Report back every line of the entries that contains "item", exactly as written.

◆ ◆ ◆ ◆

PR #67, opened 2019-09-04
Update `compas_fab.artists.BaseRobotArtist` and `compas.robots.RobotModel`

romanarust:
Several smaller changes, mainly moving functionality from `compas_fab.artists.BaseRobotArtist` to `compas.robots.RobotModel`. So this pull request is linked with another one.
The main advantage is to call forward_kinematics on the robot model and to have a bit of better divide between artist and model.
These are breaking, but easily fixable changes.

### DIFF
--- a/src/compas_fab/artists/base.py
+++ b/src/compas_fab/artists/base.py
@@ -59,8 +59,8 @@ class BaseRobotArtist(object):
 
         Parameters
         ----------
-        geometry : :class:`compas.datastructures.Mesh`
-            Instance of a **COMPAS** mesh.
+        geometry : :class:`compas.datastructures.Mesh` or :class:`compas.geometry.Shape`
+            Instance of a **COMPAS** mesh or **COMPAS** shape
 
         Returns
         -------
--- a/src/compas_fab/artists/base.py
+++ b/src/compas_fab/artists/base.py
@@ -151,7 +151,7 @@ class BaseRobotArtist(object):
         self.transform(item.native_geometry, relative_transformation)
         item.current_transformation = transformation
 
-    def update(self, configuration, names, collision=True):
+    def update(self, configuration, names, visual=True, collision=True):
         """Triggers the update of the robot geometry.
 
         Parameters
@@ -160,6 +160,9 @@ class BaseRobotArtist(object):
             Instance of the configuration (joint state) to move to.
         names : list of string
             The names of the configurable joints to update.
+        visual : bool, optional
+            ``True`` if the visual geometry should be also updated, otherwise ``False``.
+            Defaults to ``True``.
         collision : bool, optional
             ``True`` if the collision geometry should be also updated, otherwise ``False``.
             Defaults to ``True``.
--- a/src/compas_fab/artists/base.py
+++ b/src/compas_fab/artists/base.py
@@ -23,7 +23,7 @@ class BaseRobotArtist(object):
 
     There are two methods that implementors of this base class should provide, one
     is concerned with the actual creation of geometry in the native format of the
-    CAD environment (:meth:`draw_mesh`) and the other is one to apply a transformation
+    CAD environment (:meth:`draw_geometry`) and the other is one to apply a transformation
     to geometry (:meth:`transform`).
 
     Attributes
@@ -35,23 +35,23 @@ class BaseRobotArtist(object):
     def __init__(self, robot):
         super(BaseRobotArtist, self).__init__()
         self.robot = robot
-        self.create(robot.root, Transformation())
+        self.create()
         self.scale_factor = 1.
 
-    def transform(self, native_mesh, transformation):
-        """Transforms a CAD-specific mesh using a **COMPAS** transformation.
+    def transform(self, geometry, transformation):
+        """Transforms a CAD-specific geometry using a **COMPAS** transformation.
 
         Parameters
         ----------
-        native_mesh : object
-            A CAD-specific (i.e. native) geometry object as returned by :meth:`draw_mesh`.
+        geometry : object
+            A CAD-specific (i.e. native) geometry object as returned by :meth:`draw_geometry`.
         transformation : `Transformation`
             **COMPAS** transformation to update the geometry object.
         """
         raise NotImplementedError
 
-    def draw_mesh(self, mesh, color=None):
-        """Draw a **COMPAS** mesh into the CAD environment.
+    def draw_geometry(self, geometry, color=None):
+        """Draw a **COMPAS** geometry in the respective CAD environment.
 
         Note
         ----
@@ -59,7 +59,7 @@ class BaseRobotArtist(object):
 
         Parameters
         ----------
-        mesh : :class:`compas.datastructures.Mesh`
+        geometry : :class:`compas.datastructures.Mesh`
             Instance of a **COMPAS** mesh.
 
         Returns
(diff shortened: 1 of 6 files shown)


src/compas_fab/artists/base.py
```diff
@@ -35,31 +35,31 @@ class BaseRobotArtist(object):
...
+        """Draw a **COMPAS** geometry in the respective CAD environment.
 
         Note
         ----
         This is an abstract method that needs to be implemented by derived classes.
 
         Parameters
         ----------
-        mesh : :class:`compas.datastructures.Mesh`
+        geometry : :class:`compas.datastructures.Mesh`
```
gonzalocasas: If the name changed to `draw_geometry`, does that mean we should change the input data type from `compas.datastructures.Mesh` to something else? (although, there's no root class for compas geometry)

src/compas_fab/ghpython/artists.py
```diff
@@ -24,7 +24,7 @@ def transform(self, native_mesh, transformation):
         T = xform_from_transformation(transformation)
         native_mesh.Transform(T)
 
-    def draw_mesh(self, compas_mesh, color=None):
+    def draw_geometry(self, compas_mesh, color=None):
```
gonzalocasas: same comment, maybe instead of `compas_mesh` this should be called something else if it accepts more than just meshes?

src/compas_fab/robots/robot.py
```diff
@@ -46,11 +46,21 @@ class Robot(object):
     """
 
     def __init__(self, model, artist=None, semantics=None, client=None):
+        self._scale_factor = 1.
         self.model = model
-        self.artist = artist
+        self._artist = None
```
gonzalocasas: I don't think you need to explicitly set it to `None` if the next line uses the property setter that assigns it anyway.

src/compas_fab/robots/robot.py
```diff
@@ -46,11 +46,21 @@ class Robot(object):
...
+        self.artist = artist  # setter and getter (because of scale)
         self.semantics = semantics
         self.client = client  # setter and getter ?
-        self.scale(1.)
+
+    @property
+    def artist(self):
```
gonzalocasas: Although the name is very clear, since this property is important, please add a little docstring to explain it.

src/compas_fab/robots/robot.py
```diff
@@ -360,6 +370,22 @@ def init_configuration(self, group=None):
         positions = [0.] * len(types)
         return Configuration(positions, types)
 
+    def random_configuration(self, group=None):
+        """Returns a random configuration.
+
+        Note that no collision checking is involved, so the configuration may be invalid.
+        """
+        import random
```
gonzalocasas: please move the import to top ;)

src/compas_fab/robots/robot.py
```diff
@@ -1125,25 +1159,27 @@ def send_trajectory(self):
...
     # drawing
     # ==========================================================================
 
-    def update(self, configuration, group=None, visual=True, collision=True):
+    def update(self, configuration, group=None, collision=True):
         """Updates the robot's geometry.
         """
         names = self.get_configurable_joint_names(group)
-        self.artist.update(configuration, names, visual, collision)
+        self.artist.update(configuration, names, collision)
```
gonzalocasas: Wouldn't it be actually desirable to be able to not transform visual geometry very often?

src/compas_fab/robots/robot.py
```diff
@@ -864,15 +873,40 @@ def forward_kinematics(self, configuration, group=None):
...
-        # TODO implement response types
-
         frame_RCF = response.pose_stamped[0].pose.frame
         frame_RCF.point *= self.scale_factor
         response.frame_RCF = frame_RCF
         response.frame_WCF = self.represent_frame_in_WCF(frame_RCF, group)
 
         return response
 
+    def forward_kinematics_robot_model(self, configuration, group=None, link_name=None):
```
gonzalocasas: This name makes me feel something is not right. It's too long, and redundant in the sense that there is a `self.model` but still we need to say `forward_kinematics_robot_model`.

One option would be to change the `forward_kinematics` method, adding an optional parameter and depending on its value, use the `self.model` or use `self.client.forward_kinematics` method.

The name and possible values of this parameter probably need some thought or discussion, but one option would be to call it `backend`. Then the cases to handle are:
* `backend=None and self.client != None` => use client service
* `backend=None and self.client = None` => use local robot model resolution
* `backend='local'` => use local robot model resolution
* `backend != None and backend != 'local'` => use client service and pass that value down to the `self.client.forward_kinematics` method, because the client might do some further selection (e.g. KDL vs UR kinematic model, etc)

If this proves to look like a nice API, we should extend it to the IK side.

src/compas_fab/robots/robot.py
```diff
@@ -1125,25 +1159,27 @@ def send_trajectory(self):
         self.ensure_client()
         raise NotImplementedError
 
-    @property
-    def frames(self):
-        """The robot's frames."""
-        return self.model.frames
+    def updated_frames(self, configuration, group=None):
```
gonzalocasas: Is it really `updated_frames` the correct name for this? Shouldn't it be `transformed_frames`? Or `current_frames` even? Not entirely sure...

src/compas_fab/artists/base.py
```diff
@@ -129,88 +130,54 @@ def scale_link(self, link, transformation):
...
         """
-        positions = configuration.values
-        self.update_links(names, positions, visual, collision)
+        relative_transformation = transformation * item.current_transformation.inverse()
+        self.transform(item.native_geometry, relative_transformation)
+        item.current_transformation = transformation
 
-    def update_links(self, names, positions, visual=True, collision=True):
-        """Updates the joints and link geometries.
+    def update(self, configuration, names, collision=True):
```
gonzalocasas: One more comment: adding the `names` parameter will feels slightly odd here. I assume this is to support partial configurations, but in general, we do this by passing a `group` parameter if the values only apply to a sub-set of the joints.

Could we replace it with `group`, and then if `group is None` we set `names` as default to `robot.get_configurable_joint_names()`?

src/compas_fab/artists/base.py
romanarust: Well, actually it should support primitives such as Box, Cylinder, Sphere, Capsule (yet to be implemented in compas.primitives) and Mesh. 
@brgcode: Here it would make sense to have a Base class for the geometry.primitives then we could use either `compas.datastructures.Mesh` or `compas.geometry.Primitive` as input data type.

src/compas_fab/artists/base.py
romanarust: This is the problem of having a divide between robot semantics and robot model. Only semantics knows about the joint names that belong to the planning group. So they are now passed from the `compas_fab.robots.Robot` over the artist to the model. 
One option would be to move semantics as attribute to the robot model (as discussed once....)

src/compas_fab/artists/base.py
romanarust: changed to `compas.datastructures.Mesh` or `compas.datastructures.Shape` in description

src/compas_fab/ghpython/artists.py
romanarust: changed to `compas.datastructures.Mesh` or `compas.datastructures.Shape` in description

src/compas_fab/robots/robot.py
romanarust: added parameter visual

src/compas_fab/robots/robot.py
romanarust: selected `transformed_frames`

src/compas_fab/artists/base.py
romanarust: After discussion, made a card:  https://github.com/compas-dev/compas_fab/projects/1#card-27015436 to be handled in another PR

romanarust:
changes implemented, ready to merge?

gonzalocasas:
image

◆ ◆ ◆ ◆

Answer to this exercise:
         self.transform(item.native_geometry, relative_transformation)
         item.current_transformation = transformation
+        relative_transformation = transformation * item.current_transformation.inverse()
+        self.transform(item.native_geometry, relative_transformation)
+        item.current_transformation = transformation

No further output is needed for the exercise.